“哈啾……”突然,她覺得鼻子癢癢的,忍不住打了個噴嚏。

“瞧你,著涼了吧!”

“用不著你多事。”龔輕雲一口就回絕了他。

真嗆!一點都不可愛,最起碼也說“青夢我好冷,用你的胸膛幫我取暖嘛”,肯定是當假男人太久了,都忘了女人天生撒嬌的本能。

不過,她要是真這樣說,那他一定會先吐血。

唉!不管就不管,他要睡了。

夜裡,冷青夢被陣陣的囈語給吵醒,只見龔輕雲瑟縮成一團,口中不斷喃喃自語。

原來她也會說夢話,可是她的狀況好像不大對勁。

冷青夢只得起來去查探她的狀況,結果一摸她的額頭和雙頰都燙得嚇人。

發燒了!一定是落水的關係,衣裳沒幹又不停的在吹風,難怪會著涼。“輕雲、輕雲!”

龔輕雲腦中昏沉沉的,睜著無力的雙眼,病懨懨的呻吟:“呃……”

“還說什麼不會因為這樣就著涼,現下不就報應了。”冷青夢忍不住的嘮叨了兩句。

她都已經很難過了,他還數落她,而且害她變成這樣的兇手也是他。

“還不都是你害的!”龔輕雲用虛弱的聲音指責他。

“是我!好吧,那我就負責把你醫好。”冷青夢暫時先離開她去找草藥。

醫好!難道他有藥可以祛熱?龔輕雲心忖,如果他真的是狐精的話,為何要多此一舉的醫治她,嗯……也許生病的人的肉不好吃吧。

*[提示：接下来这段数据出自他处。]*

Issue #214, opened 2023-12-29
DECFLOAT not support


Zeki-Gursoy:
I get "not yet implemented" error. I think ODBC driver 3 can't support DECFLOAT data type. When support it?

irodushka:
@Zeki
You're quite right, it doesn't. In 2024 I hope, asap)
Regards and Happy NY

сб, 30 дек. 2023 г., 00:15 Zeki ***@***.***>:

irodushka:
Hi @Zeki-Gursoy , @mariuz 

You can try 3.0.0.8 build -> https://github.com/FirebirdSQL/firebird-odbc-driver/wiki

New FB4+ types are supported in compatibility mode:
1. int128-like types are treated as varchars
2. decfloat types - as double precision (with possible precision loss)
3. with timezone - as without timezone

I will think about native support in the future, but now it's the only way to get a quick win.
Regards

irodushka:
If your question is  "why the type is string", the answer is - cause int128-like types are treated as varchars.
I'm 99% sure that fmtBcd resolves to Numeric or Decimal with size > 18.

samihanhikoski:
Seems to be int128, so ignore my comment. Works nicely as varchar

irodushka:
Be sure, I greatly appreciate any  comments and wishes!

Btw I can interpret int128 as bigint (int64), but this will result in
overflow errors if the values does not fit to int64.



пн, 19 февр. 2024 г., 18:57 Sami Hanhikoski ***@***.***>:

Zeki-Gursoy:
Dear @irodushka, now works. Thank you for this ODBC driver.

`select
	cast(123 as int128) "new int128",
	cast('123.45' as DECFLOAT(34)) "new decfloat",
	cast(current_timestamp as timestamp with time zone) "new timezone"
from rdb$database`

![resim](https://github.com/FirebirdSQL/firebird-odbc-driver/assets/30706420/89b3f7d7-e26b-4854-805b-f3bc41440b88)

irodushka:
@Zeki-Gursoy , @samihanhikoski 

Can you please take a look at the 3.0.0.9 build? I've added a compatibility binds settings to the DSN setup dialog (for windows)
It looks like:
![image](https://github.com/FirebirdSQL/firebird-odbc-driver/assets/1415214/84535bd8-e02c-47d3-9217-22c37292ca04)

[...]

PR #218, opened 2024-02-17
Issue #214 : New FB4-5 types compatibility. Build 3.0.0.8

irodushka:
Attention! Since decfloats, int128, etc types are still not supported by ODBC standard, this patch does NOT implement a complete new FB types integration, but only allows to use them in compatibility mode. The solution is that ODBC driver automatically adds "set bind of ... to legacy" directives on DB attachment.
- int128-like types are binded as varchar;
- decfloats are binded as double prec (pure legacy);
- with-time-zone types are binded as without timezone (pure legacy).

### DIFF
--- a/IscDbc/Attachment.cpp
+++ b/IscDbc/Attachment.cpp
@@ -181,6 +181,40 @@ void Attachment::createDatabase(const char *dbName, Properties *properties)
 	}
 }
 
+void Attachment::setLegacyBindingsForFB4_5()
+{
+	if (!GDS || !databaseHandle || majorFb < 4) return;
+
+	ThrowStatusWrapper status(GDS->_status);
+	ITransaction* tr = NULL;
+
+	static std::vector<std::string> cmds = {
+		"set bind of int128 to varchar",
+		"set bind of decfloat to legacy",
+		"set bind of time zone to legacy"
+	};
+
+	try
+	{
+		tr = databaseHandle->startTransaction(&status, 0, NULL);
+
+		for( auto & cmd : cmds )
+			databaseHandle->execute(&status, tr, 0, cmd.c_str(), SQL_DIALECT_V6, NULL, NULL, NULL, NULL);
+
+		tr->commit(&status);
+		tr = NULL;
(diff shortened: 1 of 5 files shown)


mrotteveel:
If you want to specify it immediately on connect, it is better to use `isc_dbp_set_bind` in the DPB instead of executing `set bind` after connect.

irodushka:
Hi Mark!

You are definitely right, isc_dpb_set_bind is the preferred way, but I
don't see any documentation about it
If you can tell me how to use this dpb, I will rewrite this code in 5 min))
Usage example would be perfect. I know it's smth semicolon-separated but
cannot find the exact format.

And another question - what if I have FB3.0 and try to attach with
isc_dpb_set_bind? Will it be ok?.. I can detect the FB server version
_after_ attach, but have no way to predict it before connecting.

Regards


сб, 17 февр. 2024 г. в 17:44, Mark Rotteveel ***@***.***>:

mrotteveel:
The `isc_dpb_set_bind` option takes a semi-colon separated list of the binds you want to set up (basically what you'd otherwise put after `set bind to` in the statement. So to replace your `set bind` statements, you would use `isc_dpb_set_bind` with string value `"int128 to varchar;decfloat to legacy;time zone to legacy"`. Unless I'm mistaken, older versions of Firebird should ignore unknown DPB items.

BTW: you can find the documentation in `doc/sql.extensions/README.set_bind.md` in your Firebird 4 or Firebird 5 installation.

mrotteveel:
Or otherwise: https://github.com/FirebirdSQL/firebird/blob/master/doc/sql.extensions/README.set_bind.md

mrotteveel:
To reinforce my previous wishy-washy statement: older Firebird versions definitely ignore unknown DPB items.

irodushka:
Great!
Yes, it works as expected.
Thank you for your review!)  Just committed to the repo.

Regards

сб, 17 февр. 2024 г. в 18:50, Mark Rotteveel ***@***.***>:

許久沒見他回來,龔輕雲的腦中益發昏沉,也沒心思多想,只想快點入睡。

不知過了多久,冷青夢手中拿著一些摘下來的草藥。

感覺有人靠近,龔輕雲緩緩睜開眼,見到是他回來,手中還拿了些不知名的草,不禁皺起眉頭。

“這是什麼?”她的眼皮更沉重,意識也益發模糊不清。

“不知道!”冷青夢聳著肩。

聽到他的回答,她忍不住地驚問:“不知道!什麼叫作不知道?”

“我找得很辛苦,僅靠著微弱的月光分辨。”

聞言,她的臉色更加的晦暗,她想知道的並不是這個,然而冷青夢卻在動手剝下那些葉片。“你又在幹嘛?”

“我把這些像是草藥的東西摘了回來,然後全部餵給你吃,反正總會有一樣是去熱的草藥。”

天啊!他要將這些不知名的草藥全餵給她吃,那萬一是毒草呢?不,她死都不吃!

“來!乖,把這些吃下去。”冷青夢邊哄邊把那些草藥湊近她的嘴邊。

一直髮著高燒總比毒死來得好,龔輕雲緊閉雙唇,死命的搖頭。

“吃嘛!有吃總比沒吃好,難道你想一直高燒下去?”

龔輕雲仍然不肯松嘴,甚至有想逃的衝動,但身子卻不聽使喚。

冷青夢見她不肯吃下,乾脆把草藥往口中一塞,打算嚼碎了再餵給她吃。

惡!味道還真怪,難怪她會嚇得不敢吃。

等龔輕雲意識到他想做什麼時,已經來不及了,他就這樣口對口、唇碰唇,把草藥汁哺人她的口中。

沒料到他會這樣做,她苦著臉,連呼吸、心跳都打亂了,那些不不知名的草藥汁也全進了她的口。

“臉色別這麼難看,良藥苦口嘛!”冷青夢以為她是嫌草藥汁太苦才苦著臉,因為他剛也嘗過。

良藥苦不苦口她是不知道,她只知道他對她做的逾矩舉動,後來她還無意識的安然睡去。

清晨曙光乍現,冷青夢便清醒過來,他以額碰額查探她的熱度退了沒。